# IMBA bridge designs question



## RockyMt (Jan 29, 2011)

Does the IMBA publication "Building Singletrack" contain a set of pre-engineered wooden bridge designs for specific widths and spans. I have seen a set of pre-engineered designs referred to as "old IMBA" but I have not yet purchased the current publication.

Thanks


----------



## BonkedAgain (Aug 23, 2005)

The Singletrack Solutions book (not sure if that is the follow-on to the book you reference) only does a broad overview on most topics, and it dedicates maybe a page to general bridge pros/cons. I have a few trail building books and none of them really have more than a couple basic designs. I think you will do best by going to Trail Bridge Catalog, Trail Bridge Drawings


----------



## thumpduster (Nov 19, 2008)

There was a set of basic engineer-designed bridge designs that used be available on the IMBA website. This may have been what you were looking for, as it had specific designs and materials for certain spans. After their last website redesign much of the information resources disappeared as they tried to clean things up. Earlier this year I contacted Mark Eller, IMBA's Communications Director, looking for some of these missing resources. He was very helpful and quickly got me what I was looking for. So, Plan A would be to contact him with your request: markellerATimba. com

Otherwise here's Plan B: I know the fellow who authored the bridge design document you're looking for. I'm not going to post his name or contact information without asking him first, but if you'd shoot me PM I can help make the connection and get you what you're looking for.


----------



## swampboy62 (Feb 10, 2009)

The US Forest Service has some great info, including a Trail Bridge guideline book. This page is worth bookmarking (see the Trail Bridge entry towards the bottom)

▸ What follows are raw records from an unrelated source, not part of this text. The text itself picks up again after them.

PR #148, opened 2017-12-06
Database Sharding Compatibility for Upgrade Data Script

davidverholen:
Currently, the installation fails when databases are already sharded since the UpgradeData script uses the default connection for sales tables.

This Pull request does not change any logic but uses the sales db connection.

### DIFF
--- a/Setup/UpgradeData.php
+++ b/Setup/UpgradeData.php
@@ -23,19 +23,20 @@ class UpgradeData implements UpgradeDataInterface
         if (version_compare($context->getVersion(), '1.0.24') < 0)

Forest Service Publications List - Recreational Trails Publications - FHWA

Good luck.

Steve Z


----------



## RockyMt (Jan 29, 2011)

Thanks to all who replied.

I plan to follow up on each of your suggestions.


----------



## TFitz (Jun 21, 2008)

If the spans you have to cross are small (e.g. 25' or less), and if traffic will be bike and foot only (no horses) you can get away with pretending you're building a residential deck. For example, we built boardwalks over seasonal creeks resting on pier blocks using 12-foot-long treated 4X6 (or doubled 2X6) stringers spaced about 21 inches apart, and 32" 2X6 tread boards spaced about an inch apart. You'd need much heavier construction if the tread is high enough that hand rails are required. Otherwise, check out the USFS bridge catalog.


----------



## Fattirewilly (Dec 10, 2001)

old.imba.com/resources/trail_building/trailbridgedetails.pdf


----------



## Vibrato (Apr 4, 2007)

Another resource if you are using rough cut lumber from a local saw mill is from the American Wood Council. Maximum Span Calculator for Joists & Rafters

Enter in the species and diminsions of the limber you want to use.

Enter a grade- if it's solid with few or very small knots I use grade 2, if not I use grade 3 or 4 depending on the condition of the wood.

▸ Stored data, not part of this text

PR #167, opened 2017-12-29
Refactor and error catching of the is_syncing flag update process.

SantiParagarino:


centerax (approved):

ihor-sviziev:
@Santiagoebizmarts adding new column to orders grid might be long process that is blocking orders table for big merchants. As result - some period of time customers will not be able to place their orders. I think it's better to create own table and store all needed information about orders in that table.
Any thoughts?

Issue #164, opened 2017-12-27
script/get url path


Detzler:
## URL path

Not able to fetch Mailchimp JS when Magento runs in a subfolder.
The mailchimpjs.js contains the following:

```
require(["jquery"], function ($) {
    $.ajax({
        url: '/mailchimp/script/get',
        type: 'POST',
        dataType: 'json',
        showLoader: false
    }).done(function (data) {
        var imported = document.createElement('script');
        imported.src = data.url;
        document.head.appendChild(imported);

    });
});
```

The url doesn't make usage of the base url parameter

`url: '/mailchimp/script/get',`

### Preconditions

    1. Magento CE 2.2.2 without sample data is installed.
    2. mc-magento2 1.0.25.

### Steps to reproduce

    1. Open any page.

### Actual and Expected result

    Expected result:
    `url: '/my-shop-sub-folder/mailchimp/script/get',`
The url should contain the  base path.

    Actual result:
    `url: '/mailchimp/script/get',`

lstellway:
I opened a pull request ([#172](https://github.com/mailchimp/mc-magento2/pull/172)) to fix the issue.

This is essentially reverting back to the change made in [issues/51](https://github.com/mailchimp/mc-magento2/issues/51), except that now the script will be included in the `head` section. 

Is there a reason this approach wouldn't work?

Detzler:
hey @loganstellway, thanks for your effort but this PR is not satisfiable. I wrote some lines at the PR:
https://github.com/mailchimp/mc-magento2/pull/172#pullrequestreview-92160155

maderlock:
Just a reminder that this should be a GET call, not POST. I've attempted to resurrect the ticket where this was supposed to have been changed.

gonzaloebiz:
Take a look at this https://github.com/mailchimp/mc-magento2/issues/112

PR #172, opened 2018-01-04
Fix for Issue #164

lstellway:
Fixes [issues/164](https://github.com/mailchimp/mc-magento2/issues/164) by removing `mailchimpjs.js` script include and adding `templates/mailchimpjs.phtml` to `head` section.


Detzler (changes requested):
The way the script was included in head was correct. You just need to pass the parameters to the js file.

Please take a look here how it's need to be done:
https://mage2.pro/t/topic/146
https://magento.stackexchange.com/questions/89187/in-magento2-what-is-script-type-text-x-magento-init
https://alanstorm.com/magento_2_javascript_init_scripts/

I dont recommend the solution via head.additional because it bypasses Magento's JS management like merging.

gonzaloebiz:
Please look at the comment by @Detzler

PR #201, opened 2018-02-08
Show "Mailchimp" customer tab when the extension is enabled

### LINKED ISSUE #200: Unable to edit customer without API key
## Preconditions

  1. PHP 7.1.11
  2. Magento CE 2.2.1 without sample data
  3. mc-magento2 1.0.27
  4. mc-magento2 module enabled but _not_ configured (no API key entered, no store connected, etc.)
  5. At least one customer account

## Steps to reproduce

  1. In the admin panel, visit Customers > All Customers
  2. Select a customer and then select the "Edit" option.

##  Expected result:

Customer edit tabs should be shown like normal (account information, addresses, etc.).

## Actual result:

No tabs are shown. An error message is displayed, clobbering nearly the entire edit interface. The error displayed is:

>API Key Invalid : Your API key may be invalid, or you've attempted to access the wrong datacenter.

## Additional information

screenshot from 2018-02-08 16-44-07

t-richards:
This PR fixes the page layout for Customer > Index > Edit so that the "Mailchimp" tab is only displayed when the extension is enabled.

As a side effect, attempting to load the customer's interests no longer happens, which should fix #200 .

### DIFF
--- a/view/adminhtml/layout/customer_index_edit.xml
+++ b/view/adminhtml/layout/customer_index_edit.xml
@@ -15,7 +15,7 @@
     <body>
         <referenceContainer name="content">
             <referenceBlock name="customer_form">
-                <block class="Ebizmarts\MailChimp\Block\Adminhtml\Customer\Edit\Tabs\Mailchimp" name="customer_edit_tab_mailchimp" template="tab/view.phtml">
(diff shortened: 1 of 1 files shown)


gonzaloebiz:
Hi @t-richards 

first of all, thanks for your feedback.
The main idea is OK, the tab must be displayed only when the extension is enabled and your PR fix it.
But i must say that i can't replicate the issue https://github.com/mailchimp/mc-magento2/issues/200
So, you can please change the subject of the PR, that way we maintain documented your PR

Best

t-richards:
The PR title has been changed.

gonzaloebiz (approved):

Member type- floor joists.

Deflection- I usually use Length/360- you don't want a bouncy bridge

I usually hit Yes for wet service areas and No for incised lumber- (incised lumber is different than rough cut and usually green treated)

Next enter the distance between the centers of each joist (Are you building it16 inches on center, 24 inches, etc)

Next use 40 pound live load and 10 pound dead load.

It will calculate what the maximum span distance is for you. Very good for printing and showing the land manager that you didn't just cobble some stuff together. On short bridges you can put the joist 24" wide with 2" nominal lumber for decking, even wider if using rough cut hardwoods- just watch where the knots go, very brittle and subject to breaking unexpectedly.

Good Luck!!


----------



## DaGoat (Sep 1, 2008)

Thanks for the info folks. Here's some pictures of the Peaks Trail in Breck, they've done some good designs that might work. Looking at other ideas for the Cumbres Pass CDT, so again, thanks! :thumbsup:


----------